## EXERCISE AIM
Identify each line below containing the string "avoiding" and copy it.

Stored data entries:
PR #368, opened 2021-03-31
chore: switch to lerna

shikaan:
* switch project to lerna
* uses a `_` version of `create-contentful-app` to allow publishing under two names
* releases automatically upon merging to master (when test passes)
* changelogs will be recreated in the individual folders

I might need to make it a `fix` version (rather than a `chore`) to test the automatic deployment upon merging to master


packages/create-contentful-app/lib/index.js
```diff
@@ -7,7 +7,7 @@ const spawn = require('cross-spawn');
 const path = require('path');
 const tildify = require('tildify');
 const promptAppDefinitionSettings = require('./prompt-app-definition');
-const createAppDefinition = require('./create-app-definition');
+const createAppDefinition = require('./index');
```
andipaetzold, line 10: Does this work? This file requires itself.

packages/_create-contentful-app/package.json
```diff
@@ -0,0 +1,62 @@
...
+    "@contentful/create-contentful-app": "^0.4.2"
+  },
+  "bugs": {
+    "url": "https://github.com/contentful/create-contentful-app/issues"
+  },
+  "homepage": "https://github.com/contentful/create-contentful-app#readme",
+  "directories": {
+    "lib": "lib",
+    "test": "test"
+  },
```
andipaetzold, line 55: Why do we need this?

package.json
```diff
@@ -1,70 +1,19 @@
 {
   "name": "@contentful/create-contentful-app",
-  "version": "0.4.2",
```
andipaetzold, line 3: This should have `"private": true` to avoid accidental publishing. Also, `version` is required (I think).

.circleci/config.yml
```diff
@@ -26,23 +26,23 @@ commands:
...
     steps:
       - checkout
       - run:
           name: Install Dependencies
-          command: npm ci
+          command: npm ci && npm run bootstrap
       - run:
           name: Link package
-          command: npm link
+          command: cd packages/create-contentful-app && npm link
```
andipaetzold, line 45: There is `working_directory` in Circle CI: https://circleci.com/docs/2.0/configuration-reference/#run

packages/_create-contentful-app/package.json
```diff
@@ -0,0 +1,62 @@
...
+  "files": [
+    "lib"
```
andipaetzold, line 57:
```suggestion
    "index.js"
```

packages/_create-contentful-app/package.json
```diff
@@ -0,0 +1,62 @@
...
+    "node": ">=12 <15",
+    "npm": ">=6 <7"
+  },
+  "main": "index.js",
+  "config": {
+    "commitizen": {
+      "path": "node_modules/cz-customizable"
+    },
+    "cz-customizable": {
+      "config": "cz-customizable.config.js"
```
andipaetzold, line 22: We could remove this as `cz-customizable.config.js` doesn't exist anyway and this is broken anyway.

Same applies for other package.json files

andipaetzold (changes requested):

andipaetzold:
Having `_create-contentful-app` publish `create-contentful-app` and `create-contentful-app` publishing `@contentful/create-contentful-app` confuses me. Can we somehow improve this.

Maybe have folders names `create-contentful-app` and `@contentful-create-contentful-app`? 🤔

packages/_create-contentful-app/package.json
shikaan: When you create a package with lerna you get it ootb, not necessarily required

package.json
shikaan: Version is taken from outside (`lerna.json`) and the private switch does not really matter, as publishing is now done by ci

.circleci/config.yml
shikaan: Thanks for the catch -.- It's a leftover

package.json
andipaetzold: But if you run `npm publish`, the regular `npm` publishing still gets triggered, right?

shikaan:
> Having `_create-contentful-app` publish `create-contentful-app` and `create-contentful-app` publishing `@contentful/create-contentful-app` confuses me. Can we somehow improve this.
> 
> Maybe have folders names `create-contentful-app` and `@contentful-create-contentful-app`? 🤔

I thought the same initially, but in reality the outlier is the unprefixed package. Are we okay with prefixing everything _but_ one folder? Looks too noisy to me

andipaetzold:
> > Having `_create-contentful-app` publish `create-contentful-app` and `create-contentful-app` publishing `@contentful/create-contentful-app` confuses me. Can we somehow improve this.
> > Maybe have folders names `create-contentful-app` and `@contentful-create-contentful-app`? 🤔
> 
> I thought the same initially, but in reality the outlier is the unprefixed package. Are we okay with prefixing everything _but_ one folder? Looks too noisy to me

Probably fine to keep it as we only have three folders. But it initially confused me...

The template package shouldn't bet the `_` prefix.

shikaan:
@andipaetzold 

> Probably fine to keep it as we only have three folders. But it initially confused me...

Sounds good to me, not super opinionated

> The template package shouldn't bet the `_` prefix.

What do you mean?

packages/@contentful--create-contentful-app/package.json
```diff
@@ -0,0 +1,60 @@
+{
+  "name": "@contentful/create-contentful-app",
+  "version": "0.4.2",
+  "description": "A template for building Contentful Apps",
```
andipaetzold, line 4: This is not the template package

packages/@contentful--create-contentful-app/package.json
```diff
@@ -0,0 +1,60 @@
...
+    "tildify": "^2.0.0"
+  },
+  "bugs": {
+    "url": "https://github.com/contentful/create-contentful-app/issues"
+  },
+  "homepage": "https://github.com/contentful/create-contentful-app#readme",
+  "directories": {
+    "lib": "lib",
+    "test": "test"
+  },
```
andipaetzold, line 53: Delete me

packages/@contentful--create-contentful-app/package.json
```diff
@@ -0,0 +1,60 @@
+{
+  "name": "@contentful/create-contentful-app",
+  "version": "0.4.2",
+  "description": "A template for building Contentful Apps",
+  "author": "Contentful GmbH",
+  "license": "MIT",
+  "repository": {
+    "type": "git",
+    "url": "git+https://github.com/contentful/create-contentful-app.git",
```
andipaetzold, line 9:
```suggestion
    "url": "https://github.com/contentful/create-contentful-app.git",
```

packages/@contentful--cra-template-create-contentful-app/package.json
```diff
@@ -7,7 +7,7 @@
   "repository": {
     "type": "git",
     "url": "git+https://github.com/contentful/create-contentful-app.git",
```
andipaetzold, line 9: Should be `https://github.com/contentful/create-contentful-app.git`

packages/@contentful--create-contentful-app/package.json
```diff
@@ -0,0 +1,60 @@
+{
```
andipaetzold, line 1: This file is missing the keywords from the template package.json

andipaetzold (approved):
It's nitpick wednesday!

PR looks good. Just some package.json tweaking

kdamball:
Good start but I'm now wondering if there's a way to avoid duplicating a package folder just for avoiding the name parking? i.e: is there  a way to publish `packages/contentful--create-contentful-app` as both `create-contentful-app` and `@contentful/create-contentful-app`

kdamball (commented):
Good start but I'm now wondering if there's a way to avoid duplicating a package folder just for avoiding the name parking? i.e: is there a way to publish `packages/contentful--create-contentful-app` as both `create-contentful-app` and `@contentful/create-contentful-app`

shikaan:
> Good start but I'm now wondering if there's a way to avoid duplicating a package folder just for avoiding the name parking? i.e: is there a way to publish `packages/contentful--create-contentful-app` as both `create-contentful-app` and `@contentful/create-contentful-app`

@kdamball I have been looking at that, but I haven't been able to find any OOTB solution. Also, I think re-exporting the same package as the other one is easier to reason about: we won't need to introduce custom publishing logic (as we did before) and we're using standard publishing flow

## TASK ANSWER
Good start but I'm now wondering if there's a way to avoid duplicating a package folder just for avoiding the name parking? i.e: is there  a way to publish `packages/contentful--create-contentful-app` as both `create-contentful-app` and `@contentful/create-contentful-app`
Good start but I'm now wondering if there's a way to avoid duplicating a package folder just for avoiding the name parking? i.e: is there a way to publish `packages/contentful--create-contentful-app` as both `create-contentful-app` and `@contentful/create-contentful-app`
> Good start but I'm now wondering if there's a way to avoid duplicating a package folder just for avoiding the name parking? i.e: is there a way to publish `packages/contentful--create-contentful-app` as both `create-contentful-app` and `@contentful/create-contentful-app`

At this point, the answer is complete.